* [Exercise description] Copy out every line in the entries below that includes "conflict".

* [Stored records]

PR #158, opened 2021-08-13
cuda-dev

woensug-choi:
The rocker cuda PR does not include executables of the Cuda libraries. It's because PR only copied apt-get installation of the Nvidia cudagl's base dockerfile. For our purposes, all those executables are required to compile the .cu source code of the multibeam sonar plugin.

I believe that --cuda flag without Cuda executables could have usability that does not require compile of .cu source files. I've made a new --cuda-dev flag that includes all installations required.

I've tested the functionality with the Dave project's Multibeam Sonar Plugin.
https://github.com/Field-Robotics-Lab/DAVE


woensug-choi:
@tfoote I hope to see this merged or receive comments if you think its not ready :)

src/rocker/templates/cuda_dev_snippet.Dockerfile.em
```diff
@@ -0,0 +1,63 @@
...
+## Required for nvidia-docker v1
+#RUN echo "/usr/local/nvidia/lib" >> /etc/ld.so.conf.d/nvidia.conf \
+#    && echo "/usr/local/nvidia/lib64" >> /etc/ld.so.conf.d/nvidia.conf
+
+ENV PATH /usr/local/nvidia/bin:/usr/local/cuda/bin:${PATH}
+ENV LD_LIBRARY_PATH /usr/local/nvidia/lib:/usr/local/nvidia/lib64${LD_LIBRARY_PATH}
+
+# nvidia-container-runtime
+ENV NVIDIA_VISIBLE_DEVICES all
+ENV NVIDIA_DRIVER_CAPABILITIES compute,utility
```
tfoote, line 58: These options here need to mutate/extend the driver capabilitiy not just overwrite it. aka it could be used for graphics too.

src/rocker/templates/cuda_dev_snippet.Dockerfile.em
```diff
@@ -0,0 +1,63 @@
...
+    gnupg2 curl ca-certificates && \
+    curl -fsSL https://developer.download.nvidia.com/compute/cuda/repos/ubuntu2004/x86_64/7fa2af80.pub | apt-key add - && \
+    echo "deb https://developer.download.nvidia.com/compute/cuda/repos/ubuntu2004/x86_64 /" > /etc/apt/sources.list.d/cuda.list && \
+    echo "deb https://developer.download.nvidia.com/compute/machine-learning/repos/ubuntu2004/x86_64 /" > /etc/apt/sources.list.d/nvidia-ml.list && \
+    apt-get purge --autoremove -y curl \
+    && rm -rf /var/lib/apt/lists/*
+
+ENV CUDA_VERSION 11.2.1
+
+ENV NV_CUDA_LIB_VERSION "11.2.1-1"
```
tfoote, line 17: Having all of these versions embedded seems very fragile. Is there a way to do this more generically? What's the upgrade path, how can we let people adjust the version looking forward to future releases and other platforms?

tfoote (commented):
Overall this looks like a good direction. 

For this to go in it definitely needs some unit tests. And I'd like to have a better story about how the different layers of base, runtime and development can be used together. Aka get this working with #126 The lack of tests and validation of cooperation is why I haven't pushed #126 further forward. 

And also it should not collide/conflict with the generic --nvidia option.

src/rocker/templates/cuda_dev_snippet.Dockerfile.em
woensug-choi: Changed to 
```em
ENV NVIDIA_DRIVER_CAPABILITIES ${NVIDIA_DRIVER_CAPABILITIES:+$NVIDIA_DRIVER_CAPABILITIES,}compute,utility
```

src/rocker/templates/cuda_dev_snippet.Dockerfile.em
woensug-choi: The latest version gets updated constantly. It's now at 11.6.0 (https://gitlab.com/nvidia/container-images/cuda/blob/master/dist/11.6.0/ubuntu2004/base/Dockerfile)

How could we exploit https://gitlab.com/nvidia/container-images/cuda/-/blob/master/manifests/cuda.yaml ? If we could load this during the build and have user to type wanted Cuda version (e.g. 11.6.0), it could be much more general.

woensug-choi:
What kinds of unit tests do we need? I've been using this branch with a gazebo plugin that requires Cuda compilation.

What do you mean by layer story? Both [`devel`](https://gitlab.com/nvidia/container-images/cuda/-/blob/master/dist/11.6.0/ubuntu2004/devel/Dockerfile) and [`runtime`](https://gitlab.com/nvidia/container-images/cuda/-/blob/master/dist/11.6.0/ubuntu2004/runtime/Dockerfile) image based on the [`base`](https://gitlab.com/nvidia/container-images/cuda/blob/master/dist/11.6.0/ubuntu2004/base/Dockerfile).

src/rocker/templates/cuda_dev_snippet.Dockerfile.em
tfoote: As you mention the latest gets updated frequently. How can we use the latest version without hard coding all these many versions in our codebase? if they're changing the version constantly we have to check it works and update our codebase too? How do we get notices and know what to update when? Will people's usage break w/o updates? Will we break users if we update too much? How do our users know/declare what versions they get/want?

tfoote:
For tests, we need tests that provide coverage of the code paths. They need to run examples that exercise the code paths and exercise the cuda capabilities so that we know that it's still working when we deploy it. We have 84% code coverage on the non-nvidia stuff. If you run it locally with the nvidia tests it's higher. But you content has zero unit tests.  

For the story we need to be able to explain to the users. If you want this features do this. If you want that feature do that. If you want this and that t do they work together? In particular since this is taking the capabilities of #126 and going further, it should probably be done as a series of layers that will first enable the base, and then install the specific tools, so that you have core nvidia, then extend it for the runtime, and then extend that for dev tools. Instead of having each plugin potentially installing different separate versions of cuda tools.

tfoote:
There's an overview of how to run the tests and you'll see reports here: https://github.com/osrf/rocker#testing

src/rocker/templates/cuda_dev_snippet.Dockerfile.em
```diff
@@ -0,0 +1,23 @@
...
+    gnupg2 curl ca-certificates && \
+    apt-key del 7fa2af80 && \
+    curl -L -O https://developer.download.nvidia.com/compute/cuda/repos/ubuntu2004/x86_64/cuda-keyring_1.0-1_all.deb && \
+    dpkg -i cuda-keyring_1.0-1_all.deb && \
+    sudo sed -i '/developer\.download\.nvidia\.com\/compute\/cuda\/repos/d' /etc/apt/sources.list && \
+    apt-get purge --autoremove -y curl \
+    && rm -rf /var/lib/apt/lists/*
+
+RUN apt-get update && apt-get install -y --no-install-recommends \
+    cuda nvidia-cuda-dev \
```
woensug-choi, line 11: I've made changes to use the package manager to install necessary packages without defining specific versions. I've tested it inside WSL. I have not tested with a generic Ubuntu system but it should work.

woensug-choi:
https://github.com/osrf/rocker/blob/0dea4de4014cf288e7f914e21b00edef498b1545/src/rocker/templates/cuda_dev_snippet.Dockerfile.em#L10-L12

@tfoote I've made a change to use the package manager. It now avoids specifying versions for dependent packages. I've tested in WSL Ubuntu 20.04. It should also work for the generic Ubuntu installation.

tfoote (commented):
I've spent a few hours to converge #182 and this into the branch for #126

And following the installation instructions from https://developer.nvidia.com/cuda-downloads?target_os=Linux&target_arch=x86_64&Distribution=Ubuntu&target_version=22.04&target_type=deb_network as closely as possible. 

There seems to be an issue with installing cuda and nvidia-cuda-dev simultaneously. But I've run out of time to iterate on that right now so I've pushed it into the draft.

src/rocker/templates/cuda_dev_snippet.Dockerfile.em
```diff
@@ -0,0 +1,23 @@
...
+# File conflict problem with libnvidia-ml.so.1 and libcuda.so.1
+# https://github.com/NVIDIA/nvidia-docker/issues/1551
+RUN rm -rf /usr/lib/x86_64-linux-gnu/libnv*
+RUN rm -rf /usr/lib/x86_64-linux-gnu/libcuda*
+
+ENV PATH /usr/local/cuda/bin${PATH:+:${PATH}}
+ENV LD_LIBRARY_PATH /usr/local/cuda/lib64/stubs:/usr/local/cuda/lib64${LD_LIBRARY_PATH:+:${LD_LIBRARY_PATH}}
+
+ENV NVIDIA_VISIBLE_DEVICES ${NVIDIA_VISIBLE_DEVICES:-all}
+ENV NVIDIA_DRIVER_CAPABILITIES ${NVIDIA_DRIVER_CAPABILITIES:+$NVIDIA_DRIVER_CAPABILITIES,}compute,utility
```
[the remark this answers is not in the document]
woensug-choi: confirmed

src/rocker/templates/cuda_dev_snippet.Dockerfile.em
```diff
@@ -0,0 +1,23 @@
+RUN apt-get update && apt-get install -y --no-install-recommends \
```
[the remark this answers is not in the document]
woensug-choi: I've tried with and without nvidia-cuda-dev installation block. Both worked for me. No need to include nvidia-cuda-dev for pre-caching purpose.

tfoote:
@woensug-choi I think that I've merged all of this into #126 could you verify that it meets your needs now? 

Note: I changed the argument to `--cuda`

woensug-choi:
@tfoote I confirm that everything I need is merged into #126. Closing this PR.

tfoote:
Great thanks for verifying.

* [Response to this task]
And also it should not collide/conflict with the generic --nvidia option.
+# File conflict problem with libnvidia-ml.so.1 and libcuda.so.1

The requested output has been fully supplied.